Mercer County’s first responders are asking homeowners to give them a chance at finding you.

It’s been estimated that nearly half of the more than 11,000 residences in Mercer County don’t have house numbers that are visible from the street at night. There are many different issues that can hold up the delivery of emergency services. Some houses are too far back from the road, some have the wrong numbers, sometimes mailboxes are not sitting next to driveway.

“When you have a major emergency, seconds count, Earl Motzer told the Mercer County Fiscal Court last week. The magistrates approved paying up to $3,200 to send a mailer to everyone in the county—approximately 29 cents per resident—informing them about proper display of 911 addresses and about the CivicReady mass notification system.

“We can’t count on everybody to look at the Mercer County website, not everyone has a subscription to the Harrodsburg Herald, not everyone listens to WHBN,” Motzer said.

The Cornishville Volunteer Fire Department is selling reflective address markers for $20. The markers can be seen day or night and are fade resistant. You can order them by calling the fire department at 859-613-4096.

Motzer also asked the fiscal court to bring the ordinance requiring the display of 911 addresses up to date. He said the county need to inform building inspectors, landlords and real estate agents.

“Some people don’t recognize how important that is,” Sheriff Ernie Kelty said. Kelty said he couldn’t say how many times—especially at night—first responders have had to search for addresses. “We would like to see something out there that’s big enough and reflective that we can find the address.”

Kelty asked people to take a look at their residence and make sure their address was visible from the roadway.

“It can be a life or death thing,” the sheriff said.

Ric Maxfield, chief of the Mercer County Fire Protection District, said time is crucial in an emergency.

“You’re wasting a lot of time knocking on doors at 3 o’clock in the morning,” Maxfield said.
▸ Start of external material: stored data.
PR #4449, opened 2026-09-15
[BUGFIX] Fix drop of query parameter when redirection is running with api_prefix

### LINKED ISSUE #4435: HandleAPIPrefix middleware drops query string on 302 redirect
### Description

When `api_prefix` is configured (e.g., `api_prefix: /perses`), the `HandleAPIPrefix` middleware redirects requests that lack the prefix via HTTP 302. However, the redirect URL is built using only `c.Request().URL.Path`, omitting `c.Request().URL.RawQuery`. This causes any query parameters on the original request to be silently lost.

This is a general issue that affects **any** request arriving without the `api_prefix` — not just the OIDC login flow described below.

This issue is related to #4431, where the OIDC/OAuth login redirect URL is hardcoded without `api_prefix`. That bug causes requests to arrive without the `api_prefix`, which triggers the `HandleAPIPrefix` middleware and exposes the query string loss described here.

### Environment

- Perses version: v0.54.0
- Deployment: Kubernetes with Ingress, sub-path deployment (`api_prefix: /perses`)

### Root cause

`internal/api/core/middleware/apiprefix.go`

```go
func HandleAPIPrefix(apiPrefix string) echo.MiddlewareFunc {
    return func(next echo.HandlerFunc) echo.HandlerFunc {
        return func(c echo.Context) error {
            if !strings.HasPrefix(c.Request().URL.Path, apiPrefix) {
                return c.Redirect(http.StatusFound, apiPrefix+c.Request().URL.Path)
                //                                          ^^^^^^^^^^^^^^^^^^^^^^^^^^^
                // Only Path is concatenated; RawQuery is dropped
            }
            return next(c)
        }
    }
}
```

`c.Request().URL.Path` contains only the path portion of the URL (e.g., `/api/auth/providers/oidc/keycloak/login`). The query string (e.g., `?rd=%2F`) is available in `c.Request().URL.RawQuery` but is never appended to the redirect target.

Echo's `c.Redirect(code, url)` simply sets the `Location` header to the provided `url` string — it does not automatically preserve or re-attach query parameters from the original request.

### Impact: OIDC login flow broken (real-world example)

This bug, combined with the hardcoded login URL in `SignWrapper.tsx` (which omits `api_prefix`), breaks the entire OIDC/OAuth login flow when `api_prefix` is set.

#### Step-by-step trace

1. **User clicks "Sign in with Keycloak"**

   The frontend (`SignWrapper.tsx:197`) redirects the browser with a hardcoded path (no `api_prefix`):
   ```
   GET /api/auth/providers/oidc/keycloak/login?rd=%2F
   ```
   Note: `rd=%2F` carries the redirect path the user should land on after login.

2. **HandleAPIPrefix middleware fires 302**

   The request path `/api/auth/...` does not start with `/perses`, so the middleware redirects:
   ```
   302 Location: /perses/api/auth/providers/oidc/keycloak/login
   ```
   **The `?rd=%2F` query string is lost.**

3. **Perses processes login with empty `rd`**

   ```go
   redirectPath := ctx.Request().URL.Query().Get(redirectQueryParam) // "rd" → "" (empty)
   return encodeOAuthState(redirectPath) // state = "random--"
   ```
   The OAuth `state` parameter becomes `random--` (empty redirect path after `--`).

4. **Keycloak authenticates the user and calls back**

   ```
   302 Location: /perses/api/auth/providers/oidc/keycloak/callback?state=random--&code=xxx
   ```

5. **Perses decodes state and redirects to empty URL**

   ```go
   redirectURI := decodeOAuthState("random--") // returns "" (empty string)
   http.Redirect(w, r, redirectURI, http.StatusFound) // Location: (empty)
   ```

6. **Browser resolves empty redirect to parent directory**

   The browser interprets an empty `Location` header relative to the current URL:
   ```
   Current: /perses/api/auth/providers/oidc/keycloak/callback
   Redirect: /perses/api/auth/providers/oidc/keycloak/  (parent directory)
   ```
   Result: **404 Not Found**

#### Other affected scenarios

Any request that arrives without the `api_prefix` and carries query parameters will lose them on redirect. For example:

- Direct browser access: `https://example.com/api/v1/projects?name=zhg` → redirects to `/perses/api/v1/projects` (loses `?name=zhg`)
- Third-party callbacks with query parameters
- percli calls without `api_prefix` configured

### Expected behavior

The `HandleAPIPrefix` middleware should preserve query parameters when redirecting:

```go
func HandleAPIPrefix(apiPrefix string) echo.MiddlewareFunc {
    return func(next echo.HandlerFunc) echo.HandlerFunc {
        return func(c echo.Context) error {
            if !strings.HasPrefix(c.Request().URL.Path, apiPrefix) {
                target := apiPrefix + c.Request().URL.Path
                if c.Request().URL.RawQuery != "" {
                    target += "?" + c.Request().URL.RawQuery
                }
                return c.Redirect(http.StatusFound, target)
            }
            return next(c)
        }
    }
}
```

### Current workaround

Ensure all client-side URLs include the `api_prefix` so that `HandleAPIPrefix` is never triggered. For the OIDC login specifically, this also requires fixing `SignWrapper.tsx:197` to prepend `PERSES_APP_CONFIG.api_prefix` to the login URL.

_No response_

### System information

_No response_

### Perses version

Perses version: v0.54.0

### Perses configuration file

```yaml

```

### Logs

```text

```

Nexucis:
fix https://github.com/perses/perses/issues/4435 based on the suggestion written in the issue.


AntoineThebaud (approved):
🚀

Then there is CivicReady, the service used by Bluegrass 911 to sent out emergency alerts and severe weather warnings. Formerly, mass alerts were sent to county residents who signed up to Code Red. But Motzer said not many have switched over to CivicReady since Bluegrass 911 took over telecommunications for Mercer County over in July 2021.

“The bad news is, very few people have signed up for it,” Motzer told the court. He suggested using the mailer for both issues.

The mailer should be out before the end of the year. You can sign up with CivicReady by visiting the county’s website,

Bluegrass 911 Central Communications is able to send emergency alerts via text message, email, pager, or voice mail based on your preferences. The alerts are provided free of charge, however standard text messaging rates and other charges may apply. If you wish to subscribe to SMS text messages only, text your zip code to 38276.  There is also a mobile app available on Google Play and the Apple Store. For more information, visit the Bluegrass 911 website.

Fall Fire Season

The Mercer County Fire Protection District is also informing the public that Fall fire season began Oct. 1 and runs through Dec. 15. In Mercer County, burning within 150 feet of a woodland or bushland are only allowed between the hours of 6 p.m. through 6 a.m.

All other open burning regulations still apply. Register your open burn with Bluegrass 911 by calling 859-792-3023.